# Fenris - Our home... our hell ((Open to anyone))



## SpaceWolves (Dec 4, 2010)

Grey Hunter Vladimir Septimus walked through the barren frost courtyard of the Fang, his mighty ax propped onto his right shoulder, and a rather large bolter in his left. His power armor helmet was feeling slightly heavy. His gauntlet covered hands reaching up to remove the armored skull protecting his own. Vladimir's feet move in silence, even in the harsh frozen snow. Underneath the helmet was a young man that appeared the age of twenty-three head clean of bionics, and his eyes a piercing wolf green, his teeth extended like long canines, a side affect from the Wulfen. Septimus' Aquila Power Armour was customized with furs from Fenrisian wolves, the light steel blue-ish grey armored body knelt down to watch the steam right from a still freshly killed Battle-Brother.

The Grey Hunter whispered silently, as he hacked his ax into the ground, his power helmet set to his side, "Go to the Emperor Brother..." Vladimir's eyes snapped upwards to the outward frozen tundra of Fenris, placing a hand to his ear he would connect to a vox channel back to his chapter. "This is Grey Hunter Vladimir Septimus, I've found a slain brother. Please send support to scout ahead."
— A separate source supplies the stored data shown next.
PR #500, opened 2019-10-19
Added support to generate token of project

JoseAntonioTorre:
Now with endpoint /api/token/<project_id> you will get a {"token": "tokenofproject"} that you can use in GET "/api/project" with header "Authenthication: token <token>".

Hope it helps!

Issue: #412

### DIFF
--- a/ihatemoney/api.py
+++ b/ihatemoney/api.py
@@ -186,8 +186,21 @@ class BillHandler(Resource):
         return "OK", 200
 
 
+class TokenHandler(Resource):
+    method_decorators = [need_auth]
+
+    def get(self, project):
+        print(project)
+        if not project:
+            return "Not Found", 404
+        token = project.generate_token()
+        print(token)
+        return {"token": token}, 200
+
+
 restful_api.add_resource(ProjectsHandler, "/projects")
 restful_api.add_resource(ProjectHandler, "/projects/<string:project_id>")
+restful_api.add_resource(TokenHandler, "/token/<string:project_id>")
 restful_api.add_resource(MembersHandler, "/projects/<string:project_id>/members")
 restful_api.add_resource(
     ProjectStatsHandler, "/projects/<string:project_id>/statistics"
--- a/ihatemoney/api.py
+++ b/ihatemoney/api.py
@@ -1,5 +1,5 @@
 # coding: utf8
-from flask import Blueprint, request
+from flask import Blueprint, request, current_app
 from flask_restful import Resource, Api, abort
 from flask_cors import CORS
 from wtforms.fields.core import BooleanField
@@ -55,7 +55,7 @@ def need_auth(f):
 class ProjectsHandler(Resource):
     def post(self):
         form = ProjectForm(meta={"csrf": False})
-        if form.validate():
+        if form.validate() and current_app.config.get("ALLOW_PUBLIC_PROJECT_CREATION"):
             project = form.save()
             db.session.add(project)
             db.session.commit()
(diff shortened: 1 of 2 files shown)


JoseAntonioTorre:
> Now with endpoint /api/token/<project_id> you will get a {"token": "tokenofproject"} that you can use in GET "/api/project" with header "Authenthication: token ".
> 
> Hope it helps!
> 
> Issue: #412

@almet I have branched from branch fix-control-public-creation instead of master. How can I fix it?

ihatemoney/api.py
```diff
@@ -186,8 +186,21 @@ def delete(self, project, bill_id):
         return "OK", 200
 
 
+class TokenHandler(Resource):
+    method_decorators = [need_auth]
+
+    def get(self, project):
+        print(project)
```
almet: It seems that this print shouldn't be here :-)

ihatemoney/api.py
```diff
@@ -186,8 +186,21 @@ def delete(self, project, bill_id):
...
+        if not project:
+            return "Not Found", 404
+        token = project.generate_token()
+        print(token)
```
almet: Extraneous print statement.

ihatemoney/api.py
```diff
@@ -186,8 +186,21 @@ def delete(self, project, bill_id):
...
+        return {"token": token}, 200
+
+
 restful_api.add_resource(ProjectsHandler, "/projects")
 restful_api.add_resource(ProjectHandler, "/projects/<string:project_id>")
+restful_api.add_resource(TokenHandler, "/token/<string:project_id>")
```
almet: Should we put this at `/projects/:id/token` instead?

ihatemoney/tests/tests.py
```diff
@@ -1317,6 +1357,29 @@ def test_project(self):
...
+
+        decoded_resp = json.loads(resp.data.decode("utf-8"))
+
+        # Access with token
+        resp = self.client.get(
+            "/api/token/raclette",
+            headers={"Authorization": "Basic %s" % decoded_resp["token"]},
+        )
+
+        self.assertEqual(200, resp.status_code)
```
almet: It seems to me that we should also test that the token can be used to login.

ihatemoney/api.py
JoseAntonioTorre: You are right!

ihatemoney/api.py
JoseAntonioTorre: you are right, only for testing

JoseAntonioTorre:
> Here is some feedback:
> 
> * It seems that you also have code from your last pull request into this very one.
> * Some stuff I put in inline comments.
> 
> Thanks!

Thanks for your feedback it is very useful :) 
I will try to change it and I will come back.

I don't know how to modify your fist advice "it seems that you also have code from your last pull request into this very one". I created the branch from a feature-request branch instead of master one. How can I change it?

almet:
> I don't know how to modify your fist advice "it seems that you also have code from your last pull request into this very one". I created the branch from a feature-request branch instead of master one. How can I change it?

I believe the simplest way is to re-create a branch from master (`git checkout master && git pull origin master && git checkout -b mynewbranch`) and then cherry-picking the commits you want from this branch (using `git cherry-pick`).

ihatemoney/tests/tests.py
almet: It should have been, but my review was too weak :(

((Would love for someone to join))


----------



## emporershand89 (Jun 11, 2010)

Space Wolves, I know your new member man, but you have to read the rules. This right here, not alowed. sooner or later the moderator Darkreveer will talk to you about it. go the the section about how to operate the RPG's here ("Another Day in the Gutted Goat") and it should show you the template for doing it. also look at some of the other ones and the recruitment threads.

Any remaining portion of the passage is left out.